= Task instructions =
Reproduce, without any change, the span of lines from the opening of the records below to the line containing "- when the occupation", inclusive.

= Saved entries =

PR #770, opened 2023-01-11
Support Conditional fields on record pageblocks

### LINKED ISSUE #478: Support for conditional fields [PlanID:2023.3/48/2.6]
This is a basic implementation of conditional fields for the **record page block**. It provides a way for users to control fields that should be hidden or shown by checking the current context and values of the current record.

Examples:
 - when the selected age is 18 or more, show the field for gender
 - when the occupation is developer, show text input for a favourite IDE

The condition expression is written in JavaScript and executed inside a browser using **eval**. There might be other expression languages and execution environments provided in the future. 

Configuration for conditional fields is stored under record block options and not on the field!

- [x] extend `lib/js/src/compose/types/page-block/record.ts` to support field conditions
- [x] make sure implementation is future-proof (eg, allow extension to other languages for conditions)
- [x] configurator must warn/prevent users when adding a conditional view to required fields

EmmyMay:
Addresses https://github.com/cortezaproject/corteza/issues/478

### DIFF
--- a/client/web/compose/src/components/PageBlocks/RecordBase.vue
+++ b/client/web/compose/src/components/PageBlocks/RecordBase.vue
@@ -9,6 +9,7 @@
     >
       <b-spinner />
     </div>
+
     <div
       v-else-if="module"
       class="mt-3"
@@ -16,39 +17,43 @@
       <div
         v-for="(field, index) in fields"
         :key="index"
-        class="d-flex flex-column mb-3 px-3"
+        :class="{ 'd-flex flex-column mb-3 px-3': canDisplay(field)}"
       >
-        <label
-          class="text-primary mb-0"
-          :class="{ 'mb-0': !!(field.options.description || {}).view || false }"
+        <template
+          v-if="canDisplay(field)"
         >
-          {{ field.label || field.name }}
-          <hint
-            :id="field.fieldID"
-            :text="((field.options.hint || {}).view || '')"
-            class="d-inline-block"
-          />
-        </label>
+          <label
+            class="text-primary mb-0"
+            :class="{ 'mb-0': !!(field.options.description || {}).view || false }"
+          >
+            {{ field.label || field.name }}
+            <hint
+              :id="field.fieldID"
+              :text="((field.options.hint || {}).view || '')"
+              class="d-inline-block"
+            />
+          </label>
 
-        <small
-          class="text-muted"
-        >
-          {{ (field.options.description || {}).view }}
-        </small>
-        <div
-          v-if="field.canReadRecordValue"
-          class="value mt-2"
-        >
-          <field-viewer
-            v-bind="{ ...$props, field }"
-          />
-        </div>
-        <i
-          v-else
-          class="text-primary"
-        >
-          {{ $t('field.noPermission') }}
-        </i>
+          <small
+            class="text-muted"
+          >
+            {{ (field.options.description || {}).view }}
+          </small>
+          <div
+            v-if="field.canReadRecordValue"
+            class="value mt-2"
+          >
+            <field-viewer
+              v-bind="{ ...$props, field }"
+            />
+          </div>
+          <i
+            v-else
+            class="text-primary"
+          >
+            {{ $t('field.noPermission') }}
+          </i>
+        </template>
       </div>
     </div>
   </wrap>
@@ -59,6 +64,7 @@ import base from './base'
 import FieldViewer from 'corteza-webapp-compose/src/components/ModuleFields/Viewer'
 import Hint from 'corteza-webapp-compose/src/components/Common/Hint.vue'
 import users from 'corteza-webapp-compose/src/mixins/users'
+import conditionalFields from 'corteza-webapp-compose/src/mixins/conditionalFields'
 
 export default {
   i18nOptions: {
@@ -74,6 +80,7 @@ export default {
 
   mixins: [
     users,
+    conditionalFields,
   ],
 
   computed: {
@@ -96,7 +103,7 @@ export default {
     },
 
     processing () {
-      return !this.record
+      return !this.record || this.evaluating
     },
   },
 
@@ -104,7 +111,16 @@ export default {
     'record.recordID': {
       immediate: true,
       handler (recordID) {
-        if (recordID && recordID !== NoID) {
+        if (!recordID) return
+
+        this.evaluating = true
+
+        this.evaluateExpressions()
+          .finally(() => {
+            this.evaluating = false
+          })
+
+        if (recordID !== NoID) {
           this.fetchUsers(this.fields, [this.record])
         }
       },
--- a/client/web/compose/src/components/PageBlocks/RecordConfigurator.vue
+++ b/client/web/compose/src/components/PageBlocks/RecordConfigurator.vue
@@ -8,6 +8,7 @@
       <label>
         {{ $t('general.module') }}
       </label>
+
       <input
         v-if="module"
         v-model="module.name"
@@ -27,11 +28,120 @@
         style="max-height: 52vh;"
       />
     </b-form-group>
+
+    <hr>
+
+    <div>
+      <b-form-group
+        label-size="lg"
+      >
+        <template #label>
+          <div
+            class="d-flex"
+          >
+            {{ $t('record.fieldConditions.label') }}
+
+            <b-button
+              variant="link"
+              class="p-0 ml-1 text-decoration-none border-0"
+              :disabled="addRuleDisabled"
+              @click="addRule"
+            >
+              {{ $t('record.fieldConditions.action') }}
+            </b-button>
+
+            <b-button
+              variant="link"
+              :href="`${documentationURL}#value-sanitizers`"
+              target="_blank"
+              class="p-0 ml-auto"
+            >
+              {{ $t('record.fieldConditions.help') }}
+            </b-button>
+          </div>
+        </template>
+      </b-form-group>
+
+      <b-table-simple
+        v-if="block.options.fieldConditions.length"
+        borderless
+        small
+        responsive="lg"
+      >
+        <b-thead>
+          <b-tr>
+            <b-th
+              class="text-primary"
+            >
+              {{ $t('record.fieldConditions.field') }}
+            </b-th>
+
+            <b-th
+              class="text-primary"
+            >
+              {{ $t('record.fieldConditions.condition') }}
+            </b-th>
+
+            <b-th />
+          </b-tr>
+        </b-thead>
+
+        <b-tbody>
+          <b-tr
+            v-for="(condition, i) in block.options.fieldConditions"
+            :key="i"
+          >
+            <b-td
+              class="align-middle"
+              style="width: 33%; min-width: 250px;"
+            >
+              <vue-select
+                v-model="condition.field"
+                :options="block.options.fields"
+                append-to-body
+                :placeholder="$t('record.fieldConditions.selectPlaceholder')"
+                :selectable="option => isSelectable(option)"
+                :get-option-label="getOptionLabel"
+                :reduce="option => option.isSystem ? option.name : option.fieldID"
+                class="field-selector bg-white"
+              />
+            </b-td>
+
+            <b-td
+              class="align-middle"
+              style="min-width: 300px"
+            >
+              <b-input-group>
+                <b-input-group-prepend>
+                  <b-button variant="dark">
+                    ƒ
+                  </b-button>
+                </b-input-group-prepend>
+                <b-form-input
+                  v-model="condition.condition"
+                  :placeholder="$t('record.fieldConditions.placeholder')"
+                />
+              </b-input-group>
+            </b-td>
+
+            <b-td
+              class="text-center align-middle pr-2"
+              style="width: 100px;"
+            >
+              <c-input-confirm
+                @confirmed="deleteRule(i)"
+              />
+            </b-td>
+          </b-tr>
+        </b-tbody>
+      </b-table-simple>
+    </div>
   </b-tab>
 </template>
 <script>
 import base from './base'
 import FieldPicker from 'corteza-webapp-compose/src/components/Common/FieldPicker'
+import { VueSelect } from 'vue-select'
 
 export default {
   i18nOptions: {
@@ -42,31 +152,63 @@ export default {
 
   components: {
     FieldPicker,
+    VueSelect,
   },
 
   extends: base,
+
+  computed: {
+    documentationURL () {
+      // eslint-disable-next-line no-undef
+      const [year, month] = VERSION.split('.')
+      return `https://docs.cortezaproject.org/corteza-docs/${year}.${month}/integrator-guide/compose-configuration/index.html`
+    },
+
+    addRuleDisabled () {
+      return this.block.options.fields.filter(f => !f.isRequired).length === this.block.options.fieldConditions.length
+    },
+  },
+
+  methods: {
+    addRule () {
+      this.options.fieldConditions.push({
+        field: undefined,
+        condition: '',
+      })
+    },
+
+    deleteRule (i) {
+      this.options.fieldConditions.splice(i, 1)
+    },
+
+    isSelectable (option) {
+      return !this.block.options.fieldConditions.find(({ field }) => field === option.fieldID || field === option.name) && !option.isRequired
+    },
+
+    getOptionLabel (option) {
+      return option.label || option.name
+    },
+  },
 }
 </script>
-<style lang="scss" scoped>
-  div.fields {
-    display: flex;
-    flex-flow: row nowrap;
 
-    & > div {
-      flex: 1;
-      margin: 5px;
-
-      button.all {
-        float: right;
-        font-size: 80%;
-      }
-
-      .drag-area {
-        height: 150px;
-        overflow-x: auto;
-        border: 1px solid silver;
-        padding: 2px;
-      }
-    }
+<style lang="scss">
+.field-selector {
+  .vs__selected-options {
+    flex-wrap: nowrap;
   }
+
+  .vs__selected {
+    max-width: 200px;
+    display: inline-block;
+    overflow: hidden;
+    text-overflow: ellipsis;
+    white-space: nowrap;
+  }
+}
+
+.vs__dropdown-menu .vs__dropdown-option {
+  text-overflow: ellipsis;
+  overflow: hidden !important;
+}
 </style>
--- a/client/web/compose/src/components/PageBlocks/RecordEditor.vue
+++ b/client/web/compose/src/components/PageBlocks/RecordEditor.vue
@@ -9,6 +9,7 @@
     >
       <b-spinner />
     </div>
+
     <div
       v-else-if="module"
       class="px-3"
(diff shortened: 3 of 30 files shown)


client/web/compose/src/components/PageBlocks/RecordConfigurator.vue
```diff
@@ -42,11 +117,55 @@ export default {
...
+          label: f.label,
+          fieldID: f.fieldID,
+          isRequired: f.isRequired,
+        }
+      })
+      return fields
+    },
+  },
+
+  created () {
```
Fajfa: No need right?

client/web/compose/src/views/Admin/Pages/Builder.vue
```diff
@@ -411,6 +419,23 @@ export default {
       this.page.blocks = this.blocks
     },
 
+    checkState ({ items, indicator }) {
```
Fajfa: What are we doing here? The conditional fields are only used in record pages, and not while making them (builder)
Also not really sure what the point of this function is

lib/js/src/compose/types/page-block/record.ts
```diff
@@ -2,12 +2,19 @@ import { PageBlock, PageBlockInput, Registry } from './base'
 
 const kind = 'Record'
 
+interface Conditions {
```
Fajfa: This would be a FieldCondition

client/web/compose/src/components/PageBlocks/RecordConfigurator.vue
```diff
@@ -27,11 +27,86 @@
...
+        <template #label>
+          <div
+            class="d-flex"
+          >
+            Condition Fields
+
+            <b-button
+              variant="link"
+              class="p-0 ml-1 mr-auto"
+              @click="add"
```
Fajfa: add what (better naming)

client/web/compose/src/components/PageBlocks/RecordConfigurator.vue
```diff
@@ -27,11 +27,86 @@
         style="max-height: 52vh;"
       />
     </b-form-group>
+
+    <div>
+      <b-form-group
+        :label="$t('sanitizers.label')"
```
Fajfa: probably not the correct key for the label (guessing its copy pasted)

client/web/compose/src/components/PageBlocks/RecordConfigurator.vue
```diff
@@ -27,11 +27,86 @@
         style="max-height: 52vh;"
       />
     </b-form-group>
+
+    <div>
```
Fajfa, line 34: As mentioned style this to have a bigger space, consider adding an "\<hr\>" element between them

client/web/compose/src/components/PageBlocks/RecordConfigurator.vue
```diff
@@ -27,11 +27,86 @@
...
+      >
+        <template #label>
+          <div
+            class="d-flex"
+          >
+            Condition Fields
+
+            <b-button
+              variant="link"
+              class="p-0 ml-1 mr-auto"
```
Fajfa: I would prefer if you did ml auto on the examples section

client/web/compose/src/components/PageBlocks/RecordConfigurator.vue
```diff
@@ -27,11 +27,86 @@
...
+      >
+        <b-tbody>
+          <b-tr
+            v-for="(condition, i) in block.options.fieldConditions"
+            :key="i"
+          >
+            <b-td>
+              <vue-select
+                v-model="condition.field.name"
+                :options="fieldOptions"
```
Fajfa: you should look at how a field selector vue-select is configured (there is a couple of props that you need/should use here)

client/web/compose/src/components/PageBlocks/RecordConfigurator.vue
```diff
@@ -27,11 +27,86 @@
...
+                class="bg-white"
+                @close="(() => $root.$emit('checkState', { items: options.fieldConditions, indicator: 'field' }))"
```
Fajfa: You dont need this

client/web/compose/src/components/PageBlocks/RecordConfigurator.vue
```diff
@@ -27,11 +27,86 @@
...
+                </b-input-group-prepend>
+                <b-form-input
+                  v-model="condition.condition"
+                />
+              </b-input-group>
+            </b-td>
+
+            <b-td>
+              <c-input-confirm
+                class="mt-2 ml-2"
```
Fajfa: no margin here, you probably want to align it, use the proper td/tr styles for that. Look at the module edit

client/web/compose/src/components/PageBlocks/RecordConfigurator.vue
```diff
@@ -42,11 +117,55 @@ export default {
...
+
+  computed: {
+    documentationURL () {
+      // eslint-disable-next-line no-undef
+      const [year, month] = VERSION.split('.')
+      return `https://docs.cortezaproject.org/corteza-docs/${year}.${month}/integrator-guide/compose-configuration/index.html`
+    },
+
+    fieldOptions () {
+      const nonRequiredFields = this.module.fields.filter(f => !f.isRequired)
```
Fajfa: We dont need to filter two times to do this. Also you should not allow all module fields, just use the ones that are selected in the above field picker!

The key is disabling the already selected ones and the required fields, there is a prop for that for vue-select (selectable prop)

client/web/compose/src/components/PageBlocks/RecordConfigurator.vue
```diff
@@ -42,11 +117,55 @@ export default {
...
+    },
+  },
+
+  created () {
+    console.log(this.fieldOptions)
+  },
+
+  methods: {
+    add () {
+      if (this.options.fieldConditions.length >= this.module.fields.length) return
```
Fajfa: No need for this check, you won't be able to select a field anyhow, since the selectable prop will disable that

client/web/compose/src/components/PageBlocks/RecordConfigurator.vue
```diff
@@ -27,11 +27,86 @@
...
+              @click="add"
+            >
+              + Add
+            </b-button>
+
+            <b-button
+              variant="link"
+              :href="`${documentationURL}#value-sanitizers`"
+              target="_blank"
+              class="p-0 ml-1"
```
Fajfa: I dont think we need ml-1 right?

client/web/compose/src/components/PageBlocks/RecordConfigurator.vue
```diff
@@ -27,11 +27,86 @@
...
+    <div>
+      <b-form-group
+        :label="$t('sanitizers.label')"
+        label-size="lg"
+      >
+        <template #label>
+          <div
+            class="d-flex"
+          >
+            Condition Fields
```
Fajfa: Consider making this look like a b-form-group label

client/web/compose/src/components/PageBlocks/RecordConfigurator.vue
```diff
@@ -42,11 +117,55 @@ export default {
...
+
+  created () {
+    console.log(this.fieldOptions)
+  },
+
+  methods: {
+    add () {
+      if (this.options.fieldConditions.length >= this.module.fields.length) return
+      this.options.fieldConditions.push({
+        field: {},
```
Fajfa: {} is a valid value! You shouldnt be pushing a valid value

client/web/compose/src/components/PageBlocks/RecordConfigurator.vue
```diff
@@ -42,11 +117,55 @@ export default {
...
+
+    deleteCondition (i) {
+      this.options.fieldConditions.splice(i, 1)
+      this.$root.$emit('checkState', { items: this.options.fieldConditions, indicator: 'field' })
+    },
+  },
 }
 </script>
+
 <style lang="scss" scoped>
```
Fajfa: Delete this whole style section, not sure why its still here (I know you didn't add it but its not needed)

Fajfa (changes requested):

client/web/compose/src/views/Admin/Pages/Builder.vue
EmmyMay: It caters to an edge case where a person tries to save a recordconfigurator with a non-configured condition. This method will also replace the one I am using in pageblock tabs to disable the save and close button

client/web/compose/src/components/PageBlocks/RecordConfigurator.vue
EmmyMay: image

This has kind of been the convention we have been using for these kind of situations...

client/web/compose/src/components/PageBlocks/RecordConfigurator.vue
EmmyMay: 😅 Pilot generated. Will be amended.

client/web/compose/src/components/PageBlocks/RecordConfigurator.vue
EmmyMay: It caters to an edge case where a person tries to save a recordconfigurator with a non-configured condition. This method will also replace the one I am using in pageblock tabs to disable the save and close button

client/web/compose/src/components/PageBlocks/RecordConfigurator.vue
Fajfa: Bad convention, it should be changed there aswell, since in the context of recordConfigurator add doesn't mean anything (are you adding a record?)

client/web/compose/src/components/PageBlocks/RecordConfigurator.vue
EmmyMay: I think the user should not be making field conditions even after it is clear that they have run out of fields.

client/web/compose/src/components/PageBlocks/RecordConfigurator.vue
```diff
@@ -27,11 +27,88 @@
...
+        <b-tbody>
+          <b-tr
+            v-for="(condition, i) in block.options.fieldConditions"
+            :key="i"
+          >
+            <b-td>
+              <vue-select
+                v-model="condition.field"
+                :options="fieldOptions"
+                :clearable="false"
```
Fajfa: Why not clearable? Also searchable?

client/web/compose/src/components/PageBlocks/RecordConfigurator.vue
```diff
@@ -27,11 +27,88 @@
...
+        <template #label>
+          <div
+            class="d-flex"
+          >
+            {{ $t('record.fieldConditions.label') }}
+
+            <b-button
+              variant="link"
+              class="p-0 ml-1 mr-auto"
+              @click="addCondition"
```
Fajfa: Are we adding a condition here? or should it be called something else

client/web/compose/src/components/PageBlocks/RecordConfigurator.vue
```diff
@@ -27,11 +27,88 @@
...
+                  v-model="condition.condition"
+                  :placeholder="$t('record.fieldConditions.placeholder')"
+                />
+              </b-input-group>
+            </b-td>
+
+            <b-td>
+              <c-input-confirm
+                size="lg"
+                @confirmed="deleteCondition(i)"
```
Fajfa: Are we deleting condition here? or should it be called something else

client/web/compose/src/components/PageBlocks/RecordConfigurator.vue
```diff
@@ -42,31 +119,41 @@ export default {
...
   extends: base,
+
+  computed: {
+    documentationURL () {
+      // eslint-disable-next-line no-undef
+      const [year, month] = VERSION.split('.')
+      return `https://docs.cortezaproject.org/corteza-docs/${year}.${month}/integrator-guide/compose-configuration/index.html`
+    },
+
+    fieldOptions () {
```
Fajfa: vue-select can be configured so you dont need the map here, you could also avoid the filter by extending the selectable prop

client/web/compose/src/components/PageBlocks/RecordConfigurator.vue
```diff
@@ -42,31 +119,41 @@ export default {
...
+        }
+      })
+    },
+  },
+
+  methods: {
+    addCondition () {
+      if (this.options.fieldConditions.length >= this.fieldOptions.length) return
+      this.options.fieldConditions.push({
+        field: null,
```
Fajfa: undefined or ''

lib/js/src/compose/types/page-block/record.ts
```diff
@@ -2,12 +2,19 @@ import { PageBlock, PageBlockInput, Registry } from './base'
 
 const kind = 'Record'
 
+interface FieldConditions {
```
Fajfa: Interface is never plural, this defines one field condition

client/web/compose/src/components/PageBlocks/RecordConfigurator.vue
Fajfa: No need for that. Even if you wanted to do that you would disable the button that adds a new rule and not prevent it from being added in the function itself

Fajfa (changes requested):

client/web/compose/src/components/PageBlocks/RecordConfigurator.vue
EmmyMay: image

This is what ml-auto looks like.

client/web/compose/src/components/PageBlocks/RecordEditor.vue
```diff
@@ -14,56 +14,62 @@
...
         :key="field.id"
         class="mt-3"
       >
         <field-editor
-          v-if="isFieldEditable(field)"
+          v-if="isFieldEditable(field) && canDisplay(index)"
           v-bind="{ ...$props, errors: fieldErrors(field.name) }"
           class="field"
           :field="field"
+          :evaluating="evaluating"
```
Fajfa: Instead of passing the prop and impacting the field editors all over the place. Either do the spinner in this file or don't do it at all, since why would you even display a spinner if you don't know that field will even be displayed?
I would v-if them and that is it

Also beware, the v-if you added now only hides the editing and not the viewing, you'll need a wrap like on the record base and that wrap will have to have the class from the v-for element, since ghost margins can happen otherwise

client/web/compose/src/components/PageBlocks/RecordBase.vue
```diff
@@ -18,37 +18,41 @@
         :key="index"
         class="d-flex flex-column mb-3 px-3"
```
Fajfa: Since the body of the v-for element is now optional the classes on it will probably have to be moved to the optional section. Otherwise there will be ghost margins and paddings

client/web/compose/src/mixins/conditionalFields.js
```diff
@@ -0,0 +1,54 @@
...
+
+  methods: {
+    evaluateExpressions () {
+      if (!this.block.options.fieldConditions) return
+      this.evaluating = true
+      const { expressions, variables } = this.prepareFieldConditionsData()
+      return this.$SystemAPI
+        .expressionEvaluate({ variables, expressions })
+        .then(res => {
+          this.fieldConditions = res
```
Fajfa: How about computing an array of field names that are hidden? And just checking if that field is inside it, you can even use a set, to avoid duplicate items. And it's very fast when it comes to checking if it has an item.

client/web/compose/src/mixins/conditionalFields.js
```diff
@@ -0,0 +1,54 @@
...
+    return {
+      fieldConditions: {},
+      evaluating: false,
+    }
+  },
+
+  methods: {
+    evaluateExpressions () {
+      if (!this.block.options.fieldConditions) return
+      this.evaluating = true
```
Fajfa: I dont think evaluation should be visible to the user, since if field is hidden then you don't need to show a spinner. Otherwise if it gets hidden then it just disappears. So no need for evaluating flag.

client/web/compose/src/mixins/conditionalFields.js
```diff
@@ -0,0 +1,54 @@
...
+      const { expressions, variables } = this.prepareFieldConditionsData()
+      return this.$SystemAPI
+        .expressionEvaluate({ variables, expressions })
+        .then(res => {
+          this.fieldConditions = res
+          this.evaluating = false
```
Fajfa: The reason why finally exists is precisely this, so you don't have to have two of the same pieces of code in then and catch

client/web/compose/src/mixins/conditionalFields.js
```diff
@@ -0,0 +1,54 @@
...
+          return res
+        }).catch(err => {
+          this.evaluating = false
+          return err
```
Fajfa: Look at how error handling is done in other cases, we should display a notification here

client/web/compose/src/mixins/conditionalFields.js
```diff
@@ -0,0 +1,54 @@
...
+  data () {
+    return {
+      fieldConditions: {},
+      evaluating: false,
+    }
+  },
+
+  methods: {
+    evaluateExpressions () {
+      if (!this.block.options.fieldConditions) return
```
Fajfa: This should probably check for length no? Since that's an array

client/web/compose/src/mixins/conditionalFields.js
```diff
@@ -0,0 +1,54 @@
...
+      this.block.options.fieldConditions.forEach(fc => {
+        expressions[fc.field] = fc.condition
+      })
+      return { expressions, variables }
+    },
+
+    canDisplay (index) {
+      let canDisplay
+      // ToDO: check if fieldID can be used instead of index
+      const similar = Object.keys(this.fieldConditions).find(k => k === this.fields[index].fieldID)
```
Fajfa: So as mentioned above, this check should be a simple set.has(fieldName), and call the method isFieldHidden for example. One of the reasons is, how to handle system fields, which don't have fieldID

client/web/compose/src/views/Admin/Pages/Builder.vue
```diff
@@ -156,6 +156,7 @@
       :ok-title="$t('label.saveAndClose')"
       ok-variant="primary"
       :cancel-title="$t('label.cancel')"
+      :ok-disabled="anyInvalidState"
```
Fajfa: We dont need changes in this file right?

client/web/compose/src/components/Public/Page/Block/Modal.vue
```diff
@@ -145,6 +145,7 @@ export default {
 .position-initial {
   position: initial;
 }
+
```
Fajfa: Guessing auto lint?

client/web/compose/src/components/PageBlocks/RecordConfigurator.vue
```diff
@@ -27,11 +27,109 @@
...
+          <div
+            class="d-flex"
+          >
+            {{ $t('record.fieldConditions.label') }}
+
+            <b-button
+              variant="link"
+              class="p-0 ml-1"
+              :disabled="block.options.fields.filter(f => !f.isRequired).length === block.options.fieldConditions.length"
+              @click="addRules"
```
Fajfa: Either add a placeholder like we discussed or preselect the first available field.

Also the method adds a rule, not multiple

client/web/compose/src/components/PageBlocks/RecordConfigurator.vue
```diff
@@ -27,11 +27,109 @@
...
+            >
+              {{ $t('record.fieldConditions.help') }}
+            </b-button>
+          </div>
+        </template>
+      </b-form-group>
+
+      <b-table-simple
+        v-if="block.options.fieldConditions.length"
+        borderless
```
Fajfa, line 67: Remember i said do it like in module edit. It uses table small, so that means using the small prop here, it is also responsive="lg"

client/web/compose/src/components/PageBlocks/RecordConfigurator.vue
```diff
@@ -27,11 +27,109 @@
...
+            <b-th />
+          </b-tr>
+        </b-thead>
+
+        <b-tbody>
+          <b-tr
+            v-for="(condition, i) in block.options.fieldConditions"
+            :key="i"
+          >
+            <b-td>
```
Fajfa: i suggest you add a "width: 33%; min-width: 200px" here

Also look at how namespace sidebar handles long names inside vue-select (elipsis)

client/web/compose/src/components/PageBlocks/RecordConfigurator.vue
```diff
@@ -27,11 +27,109 @@
...
+                :options="block.options.fields"
+                append-to-body
+                :selectable="option => isSelectable(option)"
+                :get-option-label="getOptionLabel"
+                :reduce="option => option.fieldID"
+                class="bg-white"
+              />
+            </b-td>
+
+            <b-td>
```
Fajfa: i suggest you add a min-width: 300px here

client/web/compose/src/components/PageBlocks/RecordConfigurator.vue
```diff
@@ -27,11 +27,109 @@
...
+                </b-input-group-prepend>
+                <b-form-input
+                  v-model="condition.condition"
+                  :placeholder="$t('record.fieldConditions.placeholder')"
+                />
+              </b-input-group>
+            </b-td>
+
+            <b-td
+              class="align-middle"
```
Fajfa: add 'text-right text-nowrap' also, width: 1%;

client/web/compose/src/components/PageBlocks/RecordConfigurator.vue
```diff
@@ -27,11 +27,109 @@
...
+        <template #label>
+          <div
+            class="d-flex"
+          >
+            {{ $t('record.fieldConditions.label') }}
+
+            <b-button
+              variant="link"
+              class="p-0 ml-1"
+              :disabled="block.options.fields.filter(f => !f.isRequired).length === block.options.fieldConditions.length"
```
Fajfa: text-decoration-none, otherwise people think its a link, if you remember we talked about this

client/web/compose/src/components/PageBlocks/RecordConfigurator.vue
```diff
@@ -27,11 +27,109 @@
...
+            :key="i"
+          >
+            <b-td>
+              <vue-select
+                v-model="condition.field"
+                :options="block.options.fields"
+                append-to-body
+                :selectable="option => isSelectable(option)"
+                :get-option-label="getOptionLabel"
+                :reduce="option => option.fieldID"
```
Fajfa: The reason why I recommended the field name is that system fields for example don't have a fieldID.
Thats why selecting a system field doesn't work and produces warnings in console.

I would recommend using fieldID for user defined fields and using the name/alias for system fields.
That would ensure maximum compatibility. The easier way is to use just name/alias, but its not resistant to field name changes

client/web/compose/src/mixins/conditionalFields.js
```diff
@@ -0,0 +1,54 @@
...
+        }).catch(err => {
+          this.evaluating = false
+          return err
+        })
+    },
+
+    prepareFieldConditionsData () {
+      const expressions = {}
+      const variables = {
+        record: {
```
Fajfa: What about system fields, make sure you include them aswell. 
In normal filters they can be accessed via the record.recordID for example.

Fajfa (changes requested):
A couple of bugs, a couple of style improvements. And a different (simpler) approach

client/web/compose/src/components/PageBlocks/RecordEditor.vue
EmmyMay: I believe I am hiding the record viewing on recordbase and the editing in editor. Or what do you mean?

Fajfa (approved):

= Finished task =
PR #770, opened 2023-01-11
Support Conditional fields on record pageblocks

### LINKED ISSUE #478: Support for conditional fields [PlanID:2023.3/48/2.6]
This is a basic implementation of conditional fields for the **record page block**. It provides a way for users to control fields that should be hidden or shown by checking the current context and values of the current record.

Examples:
 - when the selected age is 18 or more, show the field for gender
 - when the occupation is developer, show text input for a favourite IDE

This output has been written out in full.